Substack has spawned a new class of newsletter entrepreneurs - jsm386
https://digiday.com/media/how-substack-has-spawned-a-new-class-of-newsletter-entrepreneurs/
======
pembrook
Substack has been successful in creating buzz among the media crowd, and
there's definitely a business there riding the trend toward subscriptions in
the media biz, but unfortunately taking on $17M in VC money has set them up
for a disappointing end.

Here's how this plays out. The successful writers on Substack will eventually
leave the platform for more control over their audience and lower fees
(there's a reason Ben Thompson isn't on Substack).

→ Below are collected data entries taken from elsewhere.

Issue #352, opened 2022-09-12
Fix initializers for composite layers


mattdangerw:
We have some layers (`TransformerEncoder`, `TransformerDecoder`, `TokenAndPositionEmbedding`, maybe more). Where we use the same initializer across a number of layers. Due to recent changes in core Keras, this is no longer safe, and leads to the following valid warning.

`UserWarning: The initializer GlorotUniform is unseeded and being called multiple times, which will return identical values each time (even if the initializer is unseeded).`

We need to fix this for proper initialization for our transformers. The approach used in core Keras is here:
https://github.com/keras-team/keras/blob/master/keras/layers/attention/multi_head_attention.py#L412

PR #366, opened 2022-09-17
Add GPT-2 Checkpoints

abheesht17:


mattdangerw:
Thanks! This looks good to me at a high level. I see a lot of places where this and https://github.com/keras-team/keras-nlp/pull/361 are treading the same ground, so maybe we should merge this after the earlier PR lands?

Also it is nice how the ID approach in https://github.com/keras-team/keras-nlp/pull/361 eloquently solves the issue of what to call these checkpoints. Instead of `"webtext"` or `"yes_please"`, we `"gpt2_base"`. Which reads great to me.

mattdangerw:
Also just a note, after landing https://github.com/keras-team/keras-nlp/pull/361, I think we should move the GCP buckets directories so that they live in `keras-nlp/models/gpt2_base`, and not `keras-nlp/models/gpt2_base_webtext`.

keras_nlp/models/gpt2.py
```diff
@@ -25,6 +29,108 @@ def _gpt_2_kernel_initializer(stddev=0.02):
...
+            "Extra Large size of GPT-2 with 1558M parameters. "
+            "Trained on WebText."
+        ),
+        "weights_url": "https://storage.googleapis.com/keras-nlp/models/gpt2_extra_large_webtext/model.h5",
+        "weights_hash": "d093c1ee0d9705d845c0190909aa2917",
+    },
+}
+
+# Index checkpoints by arch compatibility
+arch_checkpoints = defaultdict(set)
```
jbischof, line 74: Add function requested by @mattdangerw: https://github.com/keras-team/keras-nlp/blob/be4392ed7038851032d10f91631c2a3d8bb950d1/keras_nlp/models/bert.py#L129

keras_nlp/models/gpt2.py
```diff
@@ -208,8 +314,12 @@ def get_config(self):
 """
 
 
-def Gpt2Base(vocabulary_size, name=None, trainable=True):
-    return Gpt2Custom(
+def Gpt2Base(weights=None, vocabulary_size=None, name=None, trainable=True):
```
jbischof, line 317: Either set default value for `weights` or add to #370

keras_nlp/network_tests/test_load_ckpts.py
```diff
@@ -53,3 +53,22 @@ def test_load_bert(self, bert_variant, weights):
     def test_load_vocabularies(self, vocabulary):
         tokenizer = keras_nlp.models.BertPreprocessor(vocabulary=vocabulary)
         tokenizer("The quick brown fox.")
+
+
+@pytest.mark.slow
+class Gpt2CkptTest(tf.test.TestCase, parameterized.TestCase):
+    @parameterized.named_parameters(
```
jbischof, line 60: Follow (new) pattern set in #361: https://github.com/keras-team/keras-nlp/blob/master/keras_nlp/network_tests/test_load_ckpts.py#L46

keras_nlp/models/gpt2.py
```diff
@@ -25,6 +29,108 @@ def _gpt_2_kernel_initializer(stddev=0.02):
     return keras.initializers.RandomNormal(stddev=stddev)
```
jbischof, line 29: I noticed the following warning in your notebook. Is this a problem? cc @qlzh727 
```
/usr/local/lib/python3.7/dist-packages/keras/initializers/initializers_v2.py:121: UserWarning: The initializer RandomNormal is unseeded and being called multiple times, which will return identical values  each time (even if the initializer is unseeded). Please update your code to provide a seed to the initializer, or avoid using the same initalizer instance more than once.
  f"The initializer {self.__class__.__name__} is unseeded "
```

Definitely did not see this for `keras_nlp.models.BertBase` and @qlzh727 says this should work. Could the notebook error be old?

jbischof:
Great work! Mostly minor changes to sync with the final version of #361.

Not sure about our initializer strategy however. Will need to check up on that.

keras_nlp/models/gpt2.py
mattdangerw: Oh! This is actually a legit bug! https://github.com/keras-team/keras-nlp/issues/352

I actually have a branch knocking this out, just haven't had time to put it up. Will do shortly

mattdangerw: The tl;dr is we might be seeing this from error in our layers themselves, not the model code.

As this happens, and as the honeymoon PR period dies off, the journalists will
turn on Substack, just as they do on every single thing Silicon Valley puts
out (see Lambda School).

Prior to taking on a16z riches, Substack was a cool indie brand. Now they're
officially "big, evil tech." The fickle journalist twitterati just haven't
realized it yet.

Inevitably as more non-influencer writers head to Substack they'll start to
see, like with Patreon, that only a small minority of creators will ever
generate enough income to make a living.

This, combined with competition from Patreon, Podia, Memberful, Ghost, Revue,
the next indie platform darling, etc. will spell doom for a16z's growth goals
for the platform.

My guess is 3-7 years from now, after more funding rounds, they get acquired
by Patreon for roughly the same amount of money investors put in. Employees
will get nothing, founders might get Cush jobs and possibly a minor payout,
VCs would have done better investing in the S&P.

This is the type of business that works better bootstrapped IMO.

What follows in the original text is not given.